PR #33967, opened 2023-02-01
GH-33953: [Java] Pass custom headers on every request

### LINKED ISSUE #33839: [Java][FlightRPC] FlightCallHeaders added to FlightClient::getStream aren't attached to call

I'm using the Java flight-core version 10.0.1 and grpc-core version 1.50.2.  I'm having trouble attaching headers to a GET call to a server.
```java
Ticket ticket = new Ticket(/* ... */);
CallHeaders headers = new FlightCallHeaders();
headers.insert("foo", "bar");
CallOption opt = new HeaderCallOption(headers);
try (FlightStream stream = client.getStream(ticket, opt)) {
    // ...
}
```
I have logs that show the headers added to `opt` are not making it to the server.  My best guess at why this happens is due to https://github.com/apache/arrow/blob/master/java/flight/flight-core/src/main/java/org/apache/arrow/flight/FlightClient.java#L309.  `FlightClient` is ignoring the new stub returned by gRPC which has the header-injection interceptor added, see https://github.com/grpc/grpc-java/blob/master/stub/src/main/java/io/grpc/stub/MetadataUtils.java#L55.

Am I doing something wrong here?

### Component(s)

FlightRPC, Java

### LINKED ISSUE #33953: [Java] JDBC driver does not send custom headers on DoGet

Follow-up of #33874, specifically https://github.com/apache/arrow/issues/33874#issuecomment-1405501350

### Component(s)

Java

aiguofer:
### Rationale for this change

Some flight requests don't send custom headers. This PR should fix that.

Ensure custom headers are sent across on every request.

### Are these changes tested?

No

Custom headers should now be attached to every call.

* Closes: apache/arrow#33953
* Closes: apache/arrow#33839
* GitHub Issue: #33953


aiguofer:
Unsure what that failure is... maybe the `ManagedChannel` shutdown is not being propagated to other channels? Or maybe it's not waiting long enough for the shutdown to complete (there's a hardcoded 5 sec wait there I believe)

lidavidm:
It'll be a while before I can review here but that test is known to be flaky

aiguofer:
Great, good to know! We're currently using a JDBC driver jar I built with these changes for development of our service so we're not currently blocked. Hoping these changes can make it into the next release so we can have users use a published jar once we get to beta. I really appreciate your help and time!

java/flight/flight-core/src/main/java/org/apache/arrow/flight/FlightClient.java
```diff
@@ -353,10 +355,11 @@ public void onCompleted() {
    */
   public ExchangeReaderWriter doExchange(FlightDescriptor descriptor, CallOption... options) {
     Preconditions.checkNotNull(descriptor, "descriptor must not be null");
-    final io.grpc.CallOptions callOptions = CallOptions.wrapStub(asyncStub, options).getCallOptions();
+    FlightServiceStub stub = CallOptions.wrapStub(asyncStub, options);
+    final io.grpc.CallOptions callOptions = stub.getCallOptions();
 
     try {
-      final ClientCall<ArrowMessage, ArrowMessage> call = interceptedChannel.newCall(doExchangeDescriptor, callOptions);
+      final ClientCall<ArrowMessage, ArrowMessage> call = stub.getChannel().newCall(doExchangeDescriptor, callOptions);
```
lidavidm, line 362: Is it possible to factor out a helper that can take care of the wrapStub - getChannel - newCall dance?

lidavidm (commented):
Can we add unit tests here?

java/flight/flight-core/src/main/java/org/apache/arrow/flight/FlightClient.java
aiguofer: it'd be nice to add something like:

```
    public <RequestT, ResponseT> ClientCall<RequestT, ResponseT> newCall(MethodDescriptor<RequestT, ResponseT> descriptor) {
      return getChannel().newCall(descriptor, getCallOptions());
    }
```

to the stub so we could just do `stub.newCall(descriptor)`, but it looks like that class is auto-generated so I'm not sure where to add it.

aiguofer:
Sure I'll take a stab at writing some unit tests. I was thinking maybe something like `ConnectionTest` with a middleware that checks for the specific header values.

java/flight/flight-sql-jdbc-driver/src/test/java/org/apache/arrow/driver/jdbc/CustomHeaderTest.java
```diff
@@ -0,0 +1,118 @@
...
+    properties.put("answer", "42");
+    properties.put("has_towel", "true");
+
+    try (Connection connection = DriverManager.getConnection(
+        "jdbc:arrow-flight-sql://" + FLIGHT_SERVER_TEST_RULE.getHost() + ":" +
+            FLIGHT_SERVER_TEST_RULE.getPort(), properties)) {
+
+      try {
+        // We don't care if the call fails, we just want to make sure the headers got passed
+        connection.getMetaData().getTableTypes();
```
aiguofer, line 102: It'd be great to have a sequence of calls that tests most grpc methods, but at this point I'm not familiar enough with Arrow SQL to write that.

Depending on what those calls might look like, it could be better to have multiple tests, but figured this simple test is at least a good starting point.

java/flight/flight-core/src/main/java/org/apache/arrow/flight/FlightClient.java
lidavidm: It can just be a private method, no?

aiguofer: Oh I meant this would be great as a public method in `FlightServiceStub`. There's a lot of code in there that could use it, but I believe that is an auto-generated source file so I don't know how to change it.

I went ahead and created a private method in `FlightClient` to do the same.

java/flight/flight-sql-jdbc-driver/src/test/java/org/apache/arrow/driver/jdbc/CustomHeaderTest.java
aiguofer: Yeah makes sense, unfortunately I don't know the code well enough to do that. I know I encountered the issue by having properties in the JDBC connection that didn't make it to the server, and that's how I've been testing that the changes work.

Unfortunately I don't think I have the time right now to dig into it to write better unit tests... some help there would be great.

java/flight/flight-core/src/main/java/org/apache/arrow/flight/FlightClient.java
lidavidm: It's generated by gRPC, so it's not under our control

aiguofer:
@lidavidm Now that I'm a bit more familiar with the code base I was able to write some better unit tests. I moved the tests to `flight-core`, removed the use of rules, and I'm now testing each specific flight method instead of using the JDBC connection proxy.

aiguofer:
for the future... is there some command I can run to auto-format code to checkstyle? I haven't thought about checkstyles compliance in years, this should be automated.

lidavidm:
> for the future... is there some command I can run to auto-format code to checkstyle? I haven't thought about checkstyles compliance in years, this should be automated.

Unfortunately no. I would much prefer if we could switch to a formatter like google-java-format rather than checkstyle but that would be a somewhat disruptive refactor.

That said - feel free to raise an issue and get opinions from other Java contributors.

lidavidm (approved):
This is great, thank you!

lidavidm:
Actually, I filed https://github.com/apache/arrow/issues/34364 for checkstyle - feel free to chime in there

PR #33978, opened 2023-02-01
GH-33970: [C#] Make schema field names case sensitive

### LINKED ISSUE #33970: [C#] Column names should be case sensitive

In the Schema constructor in [Schema.cs](https://github.com/apache/arrow/blob/master/csharp/src/Apache.Arrow/Schema.cs), the casing of field names is ignored when constructing the `_fieldsDictionary` (by using `StringComparer.OrdinalIgnoreCase` when constructing the dictionary).

This disallows multiple fields whose name only differs in casing, even though it should be allowed.

### Component(s)

C#

DanTm99:
Remove the use of a comparer that ignores casing when building the fields dictionary for a schema. 

This allows for fields with names that differ only in casing.

Currently, fields with names that only differ in casing will be seen as having the same name and will cause an Exception to be thrown due to being seen as having duplicate keys.
* Closes: #33970


westonpace (approved):
It seems this has been there from the very beginning so I could be convinced it was a mistake.  It's odd to me that a dictionary is used at all.  For example, it seems this will still prevent correct loading of tables that have duplicate column names (which is legal in at least some other implementations).

@eerhardt any opinions?

eerhardt:
Thanks for the contribution, @DanTm99! The code change looks good.

Any chance you could write a quick unit test or two for this?

eerhardt:
> It's odd to me that a dictionary is used at all. For example, it seems this will still prevent correct loading of tables that have duplicate column names 

How do duplicate column names work? If you look it up by name, you get the last one? But each gets an index?

So if I had 2 columns named "Foo", the Count would be `2`, and index 0 would be the first column. Index 1 would be the second column. And if I said `schema.GetFieldByName("Foo")` I'd get the 2nd column?

westonpace:
> How do duplicate column names work? If you look it up by name, you get the last one? But each gets an index?

Yes, each column gets an index and index-lookups always work.  In pyarrow a name lookup raises an error if there are duplicate columns.  In arrow-rs it appears it always picks the first one.

DanTm99:
@eerhardt I've added a few unit tests

eerhardt (approved):
LGTM. Thanks!

CI failure is unrelated.

DanTm99:
@westonpace @eerhardt I've created issue #34076 regarding the exception being thrown when multiple fields have the same name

• **Exercise instructions**
Return, with no change at all, every line in the entries above from the line containing "This is great, thank you!" through the line containing "### LINKED ISSUE #33970: [C#]".

• **Result of the task**
This is great, thank you!

lidavidm:
Actually, I filed https://github.com/apache/arrow/issues/34364 for checkstyle - feel free to chime in there

PR #33978, opened 2023-02-01
GH-33970: [C#] Make schema field names case sensitive

### LINKED ISSUE #33970: [C#] Column names should be case sensitive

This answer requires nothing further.